Abstract

A review of laboratory data sets on surf beat is presented, with a focus on the dissipation of long wave energy in the surf zone. It is frequently assumed that incident forced long waves, or “bound” long waves, are released from short wave groups when the short waves break, subsequently propagating to the shore as a free wave. Free long waves may additionally be generated by the moving short wave breakpoint. Convincing evidence of the release of forced long waves as a result of short wave breaking is lacking, while there appears to be strong evidence to the contrary from a range of recent laboratory experiments. The data from the laboratory experiments are also consistent with field observations of strong nearshore dissipation of long waves. These data are also consistent with Longuet-Higgins and Stewart (1962), who suggest that the forced long wave may reduce in amplitude following short wave breaking, not that it might be released as a free wave.
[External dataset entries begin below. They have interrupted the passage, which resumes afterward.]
PR #2815, opened 2024-06-24
refactor(sbb-notification): add CSS property to define icon size

kyubisation:
This PR addresses a specific requirement from sbb.ch. However, we do not want to generally provide this as a feature, so we do not provide documentation for this.
The property is named `--sbb-notification-icon-size` and can be set to `0` to hide the icon.

### DIFF
--- a/src/elements/notification/notification.scss
+++ b/src/elements/notification/notification.scss
@@ -197,6 +197,7 @@ $open-anim-height-to: calc(
   color: var(--sbb-notification-icon-color);
   margin-block-start: var(--sbb-notification-icon-margin-block-start);
 
+  // This is an undocumented feature for sbb.ch, to have the ability to hide the icon.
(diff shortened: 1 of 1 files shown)


src/elements/notification/notification.scss
```diff
@@ -196,6 +196,8 @@ $open-anim-height-to: calc(
 .sbb-notification__icon {
   color: var(--sbb-notification-icon-color);
   margin-block-start: var(--sbb-notification-icon-margin-block-start);
+
+  --sbb-icon-svg-width: var(--sbb-notification-icon-size);
```
jeripeierSBB, line 200: As we don't document this, we should add a comment here that this is here on purpose and why. Otherwise, it feels like a code smell that can be removed (nowhere used, not publicly documented).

In contrast, forced long waves can be progressively “released” from the groups when the short waves are in shallow water, since these conditions correspond to those where the forced long wave satisfies the free wave dispersion relationship. This frequently occurs prior to short wave breaking for mild wave conditions, but here it is shown that these conditions are not usually satisfied at the short wave breakpoint for storm conditions. Energy transfers between free and forced waves are also discussed with regard the data. A surf beat similarity parameter that incorporates both relative beach slope and short wave steepness is suggested, which distinguishes between different long wave forcing regimes inside the surf zone.